The only reassurance I received was from my own pediatrician (who wanted me to supplement with formula from the beginning when it was clear that I was in agony and my daughter wasn’t gaining weight), and from my favourite parenting book: The New Basics: A-to-Z Baby & Child Care for the Modern Parent (William Morrow) by Dr. Michel Cohen. It was there that I read, for the first time that “formula is not poison.”
Yet it’s only when I share my story with (most) other mothers that I feel like less of a failure. At least half of the moms I’ve met in the past few years ended up at the very same breastfeeding clinic I did. Some persevered, and some didn’t. But of those who switched to formula, only one mom that I know of did it without looking back, secure in the knowledge that she was doing what was best for her and her baby.
I do realize now that switching to formula was necessary — both for me, and for my daughter. When I gave Maggie that first bottle, it was the first time the two of us didn’t cry our way through the feeding and it was the first time I actually relaxed and felt the way a mother is supposed to feel when holding her newborn. My experience taught me that it should be up to a mother to decide what is best for her body — and for her baby.

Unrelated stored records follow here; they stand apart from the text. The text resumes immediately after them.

PR #6522, opened 2026-08-31
TRUNK-6793: Add optional OpenTelemetry metrics export

jayasanka-sack:

OpenMRS now speaks OpenTelemetry!

openmrs-core can now export OpenTelemetry metrics. bundles the OTel Java agent and attaches it when `OMRS_OTEL_ENABLED`=true.

off by default. nothing changes for anyone who doesn't opt in.

### Why do we need this?

Implementers currently have no standard way to see whether an openmrs server is healthy. everyone builds their own thing, in whatever shape, so nothing's shareable.

OTel is a CNCF standard that basically every observability backend speaks. So instead of us picking a monitoring vendor for people, we emit a standard format and they point it wherever:

_"openmrs exports standard OTel. Grab it however you like."_

**Why core and not the distro:** bahmni, kenyaEMR, ugandaEMR and the rest all build on core. distro-only means each of them reimplements it. also the attach logic has to live in startup.sh anyway, and that's here.

**Why the java agent and not a JMX scraper**: runs in-process, exposes nothing. a scraper needs every deployment to open a JMX/RMI port, which is a rough default for a clinical system.

### What changed

Dockerfile: downloads the agent to /openmrs/otel in the production stage, checksum-verified, same pattern as the tini and tomcat downloads. Pure java so no TARGETARCH handling needed.

startup.sh: appends -javaagent: to CATALINA_OPTS when the flag is set. mirrors the existing OMRS_DEV_DEBUG_PORT block right above it. uses ${VAR-} since the script runs under -u.

that's it. everything past the on/off flag is standard `OTEL_*` variables, so the config surface is the OTel spec rather than something we invented.

Sample config:
```
        OMRS_OTEL_ENABLED: true
        OTEL_EXPORTER_OTLP_ENDPOINT: http://alloy:4317
        OTEL_EXPORTER_OTLP_PROTOCOL: grpc
        OTEL_SERVICE_NAME: openmrs-backend
        OTEL_JMX_TARGET_SYSTEM: tomcat
        OTEL_METRICS_EXPORTER: otlp
        OTEL_TRACES_EXPORTER: none
        OTEL_LOGS_EXPORTER: none
```

### The cost

The jar adds ~24MB to every openmrs-core image whether you use it or not. that's the real tradeoff.

No runtime cost when disabled, the -javaagent flag just never gets added. 

### Tested

Validated end to end on the reference application: agent → gRPC → Alloy → Prometheus → Grafana. 

Distro PR: https://github.com/openmrs/openmrs-distro-referenceapplication/pull/1069

image

## Issue I worked on

see https://openmrs.atlassian.net/browse/TRUNK-6793

  No? -> execute above command

### DIFF
--- a/Dockerfile
+++ b/Dockerfile
@@ -138,8 +138,19 @@ RUN mkdir -p /openmrs/data/modules \
     && mkdir -p /openmrs/data/configuration_checksums \
     && mkdir -p /openmrs/data/complex_obs \
     && mkdir -p /openmrs/data/activemq-data \
+    && mkdir -p /openmrs/otel \
     && chmod -R g+rw /openmrs \
     && chown -R 1001 /openmrs
+
+# Setup OpenTelemetry Java agent
+# Pure Java, so no TARGETARCH handling needed.
+# Bump OTEL_AGENT_VERSION and OTEL_AGENT_SHA together.
+ARG OTEL_AGENT_VERSION=2.30.0
+ARG OTEL_AGENT_SHA="9d6bc2ad8dd8fb7f730984988e57b8ac0a82d81c7b3b8ae795378718733a509d"
+ARG OTEL_AGENT_URL="https://github.com/open-telemetry/opentelemetry-java-instrumentation/releases/download/v${OTEL_AGENT_VERSION}/opentelemetry-javaagent.jar"
+RUN curl -fsSL -o /openmrs/otel/opentelemetry-javaagent.jar "${OTEL_AGENT_URL}" \
+    && echo "${OTEL_AGENT_SHA}  /openmrs/otel/opentelemetry-javaagent.jar" | sha256sum -c \
+    && chmod g+r /openmrs/otel/opentelemetry-javaagent.jar
     
 # Copy in the start-up scripts
 COPY --from=dev /openmrs/wait-for-it.sh /openmrs/startup-init.sh /openmrs/startup.sh /openmrs/
--- a/Dockerfile
+++ b/Dockerfile
@@ -145,8 +145,8 @@ RUN mkdir -p /openmrs/data/modules \
 # Setup OpenTelemetry Java agent
 # Pure Java, so no TARGETARCH handling needed.
 # Bump OTEL_AGENT_VERSION and OTEL_AGENT_SHA together.
-ARG OTEL_AGENT_VERSION=2.30.0
-ARG OTEL_AGENT_SHA="9d6bc2ad8dd8fb7f730984988e57b8ac0a82d81c7b3b8ae795378718733a509d"
+ARG OTEL_AGENT_VERSION=2.31.1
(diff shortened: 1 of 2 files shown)


startup.sh
```diff
@@ -76,6 +76,11 @@ if [ -n "${OMRS_DEV_DEBUG_PORT-}" ]; then
   fi
 fi
 
+if [ "${OMRS_OTEL_ENABLED:-false}" = "true" ]; then
+  echo "Enabling OpenTelemetry, exporting to ${OTEL_EXPORTER_OTLP_ENDPOINT:-default OTLP endpoint}"
+  CATALINA_OPTS="$CATALINA_OPTS -javaagent:/openmrs/otel/opentelemetry-javaagent.jar"
```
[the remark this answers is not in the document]
ibacher: @jayasanka-sack This is actually a reasonable point we should fix.

startup.sh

Now when I see other mothers breastfeeding and feel a pang of guilt, I try to remember that no matter what anyone else says or thinks, I am a good mom. I did everything I could to make it work but, for us, breast just was not best. And I am thankful to report that both my breastfed and formula-fed children are thriving. In fact, you can’t even tell by looking at them which one is which.
Sydney Loney is a Toronto writer who, as her mother likes to point out, was formula- fed and turned out just fine.